Enhanced fear memory after social defeat in mice is dependent on interleukin-1 receptor signaling in glutamatergic neurons

谷氨酸的 神经科学 白细胞介素1β 心理学 受体 信号转导 社会失败 白细胞介素 生物 细胞因子 医学 细胞生物学 谷氨酸受体 免疫学 内科学
作者
Ethan Goodman,Rebecca G. Biltz,Jonathan M. Packer,Damon J. DiSabato,Samuel P. Swanson,Braedan Oliver,Ning Quan,John F. Sheridan,Jonathan P. Godbout
出处
期刊:Molecular Psychiatry [Springer Nature]
标识
DOI:10.1038/s41380-024-02456-1
摘要

Abstract Chronic stress is associated with increased anxiety, cognitive deficits, and post-traumatic stress disorder. Repeated social defeat (RSD) in mice causes long-term stress-sensitization associated with increased microglia activation, monocyte accumulation, and enhanced interleukin (IL)-1 signaling in endothelia and neurons. With stress-sensitization, mice have amplified neuronal, immune, and behavioral responses to acute stress 24 days later. This is clinically relevant as it shares key aspects with post-traumatic stress disorder. The mechanisms underlying stress-sensitization are unclear, but enhanced fear memory may be critical. The purpose of this study was to determine the influence of microglia and IL-1R1 signaling in neurons in the development of sensitization and increased fear memory after RSD. Here, RSD accelerated fear acquisition, delayed fear extinction, and increased cued-based freezing at 0.5 day. The enhancement in contextual fear memory after RSD persisted 24 days later. Next, microglia were depleted with a CSF1R antagonist prior to RSD and several parameters were assessed. Microglia depletion blocked monocyte recruitment to the brain.
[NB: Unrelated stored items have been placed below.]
PR #2026, opened 2018-05-22
SONARJAVA-2680 Rule S4435: XML transformers should be secured

pynicolas:


java-checks/src/test/files/checks/security/SecureXmlTransformerCheck.java
```diff
@@ -0,0 +1,88 @@
...
+    return factory;
+  }
+
+  TransformerFactory secure_processing_true_with_literal() {
+    TransformerFactory factory = TransformerFactory.newInstance();
+    factory.setFeature("http://javax.xml.XMLConstants/feature/secure-processing", true);
+    return factory;
+  }
+
+  TransformerFactory secure_processing_true() {
```
andrei-epure-sonarsource: `setattribute_dtd_only` - actually this duplicates line 63 ... no, this is setFeature, so should be removed?

java-checks/src/test/files/checks/security/SecureXmlTransformerCheck.java
```diff
@@ -0,0 +1,88 @@
+import javax.xml.transform.Transformer;
+import javax.xml.transform.TransformerFactory;
+import javax.xml.XMLConstants;
+
+class A {
```
andrei-epure-sonarsource: would it be useful to add some `This implementation will not check` FN cases, just to be clear from the tests what the rule does not cover?

java-checks/src/test/files/checks/security/SecureXmlTransformerCheck.java
```diff
@@ -0,0 +1,88 @@
...
+  TransformerFactory no_call_to_securing_method() {
+    TransformerFactory factory = TransformerFactory.newInstance(); // Noncompliant
+    return factory;
+  }
+
+  // setFeature
+
+  TransformerFactory secure_processing_true() {
+    TransformerFactory factory = TransformerFactory.newInstance();
+    factory.setFeature(XMLConstants.FEATURE_SECURE_PROCESSING, true);
```
andrei-epure-sonarsource: would be useful to have a test where `true` is in a constant

java-checks/src/main/java/org/sonar/java/checks/security/SecureXmlTransformerCheck.java
```diff
@@ -0,0 +1,128 @@
...
+      if (SET_FEATURE.matches(methodInvocation)
+        && XMLConstants.FEATURE_SECURE_PROCESSING.equals(resolveAsStringConstant(arguments.get(0)))
+        && LiteralUtils.isTrue(arguments.get(1))) {
+
+        hasSecureProcessingFeature = true;
+      }
+
+      if (SET_ATTRIBUTE.matches(methodInvocation)) {
+        String attributeName = resolveAsStringConstant(arguments.get(0));
+        String attributeValue = resolveAsStringConstant(arguments.get(1));
```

Nonetheless, neuronal reactivity (pCREB) and IL-1β RNA expression in the hippocampus and enhanced fear memory after RSD were microglial-independent. Because IL-1β RNA was prominent in the hippocampus after RSD even with microglia depletion, IL-1R1 mediated signaling in glutamatergic neurons was assessed using neuronal Vglut2 + / IL-1R1 −/− mice. RSD-induced neuronal reactivity (pCREB) in the hippocampus and enhancement in fear memory were dependent on neuronal IL-1R1 signaling. Furthermore, single-nuclei RNA sequencing (snRNAseq) showed that RSD influenced transcription in specific hippocampal neurons (DG neurons, CA2/3, CA1 neurons) associated with glutamate signaling, inflammation and synaptic plasticity, which were neuronal IL-1R1-dependent. Furthermore, snRNAseq data provided evidence that RSD increased CREB, BDNF, and calcium signaling in DG neurons in an IL-1R1-dependent manner. Collectively, increased IL-1R1-mediated signaling (monocytes/microglia independent) in glutamatergic neurons after RSD enhanced neuronal reactivity and fear memory.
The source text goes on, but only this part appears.